Alors que l’arrondissement de Ville-Marie peaufine un règlement qui vise à contrer le phénomène des «rénovictions», des organismes craignent que des promoteurs continuent malgré tout de profiter de la vulnérabilité des locataires de maisons de chambres pour les évincer.
Les élus de Ville-Marie ont adopté en deuxième lecture, ce mercredi, un projet de règlement qui vise notamment à interdire les subdivisions et les divisions de logements, sauf exceptions. L’arrondissement espère ainsi empêcher des propriétaires de réclamer un permis de rénovation dans le seul but de justifier des évictions de locataires. Ils peuvent ensuite gonfler le loyer de leurs logements.

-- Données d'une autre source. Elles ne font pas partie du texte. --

PR #770, opened 2026-08-17
Update network isolation policy

kaverkiev:
Update network isolation policy. 
Change Permissive to Preferred. Add GitHub and ESRP


ScottCarda-MS (approved):
Thanks for looking into this!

Le projet de règlement prévoit aussi d’interdire la conversion de maisons de chambres en logements. Les maisons de chambres, dont le nombre n’a cessé de diminuer à Montréal dans les dernières décennies, représentent souvent le dernier rempart contre l’itinérance pour des personnes vulnérables. Il s’agit d’immeubles de plusieurs chambres où les locataires partagent différentes commodités, comme la cuisine et la salle de bain. Le loyer moyen y était d’environ 450$ par mois l’an dernier, dans la métropole.
«Dans les quartiers centraux, ça devient de plus en plus difficile de conserver des maisons de chambres rentables et c’est là que des problèmes se présentent», soulève à Métro le directeur général de l’organisme Le PAS de la rue, Vincent Morel.
Les évictions se poursuivent
Le règlement, qui devrait entrer en vigueur officiellement d’ici l’automne, prévoit déjà un effet de gel sur l’octroi de permis pour les types de travaux ciblés.
Or, des organismes craignent que des promoteurs continuent malgré tout de procéder à des évictions dans des maisons de chambres. Le Comité logement Ville-Marie fait notamment état d’une maison de chambres située sur la rue Saint-Christophe, à cinq minutes à pied de la station de métro Berri-UQAM. Le propriétaire de l’immeuble de 18 chambres réparties sur trois étages aurait commencé dans les derniers mois à demander à ses locataires de quitter les lieux, où il entend réaliser des travaux de rénovations.
«Ils ont utilisé différents moyens pour faire signer des papiers pour faire partir les locataires. Au final, il ne reste presque plus personne», affirme à Métro l’organisateur communautaire du Comité logement Ville-Marie, Gaétan Roberge.
Ce processus est légal, précise M. Roberge, car la maison de chambres conservera son statut actuel. Il appréhende toutefois qu’après avoir rénové ces chambres, le promoteur n’en augmente drastiquement le prix du loyer, laissant ses anciens locataires démunis.
Contacté par Métro, le propriétaire de l’immeuble a nié ces informations, affirmant que seuls les locataires «qui ont été jugés pour non paiement de loyer» ont quitté les lieux. Il assure aussi que la maison de chambres conservera son usage actuel.
«Il y en a une partie qui vont se retrouver dans la rue ou dans des refuges.» -Gaétan Roberge
Un règlement à peaufiner
Dans un mémoire déposé dans le cadre de la consultation publique entourant ce règlement, le Comité logement Ville-Marie propose que les projets de rénovation de maisons de chambres prévoient «le maintien dans les lieux, avec baux, des chambreurs en place».
«Même si ce règlement est génial et est attendu depuis longtemps, il y a quand même une marge de manœuvre qui permet aux propriétaires de faire des rénovictions», constate également l’intervenant Pierre Point, du PAS de la rue. Il souligne d’ailleurs qu’il peut être «très difficile» pour des locataires de maisons de chambres victimes d’une éviction de trouver un nouvel endroit où emménager.
Locataires vulnérables
En plus d’avoir généralement des revenus limités, 58% des locataires des maisons de chambres dans la métropole souffriraient d’au moins un problème de santé physique chronique, selon un rapport publié en 2017 par la Direction régionale de santé publique de Montréal. Les locataires emménagent d’ailleurs souvent dans des maisons de chambres sans signer un bail au préalable, ce qui les rend plus vulnérables à des évictions.
«Je connais une personne qui en quelques jours a été mise dehors parce que sa chambre était un peu insalubre», raconte M. Point.
Contacté par Métro, le cabinet de la mairesse de Montréal, Valérie Plante, a reconnu que le règlement sur lequel travaille l’arrondissement de Ville-Marie «ne peut régir le non-respect des ententes de location entre propriétaires et locataires». Il propose ainsi aux locataires «victimes de rénovictions» de se tourner vers les services de relogement offerts par la Ville.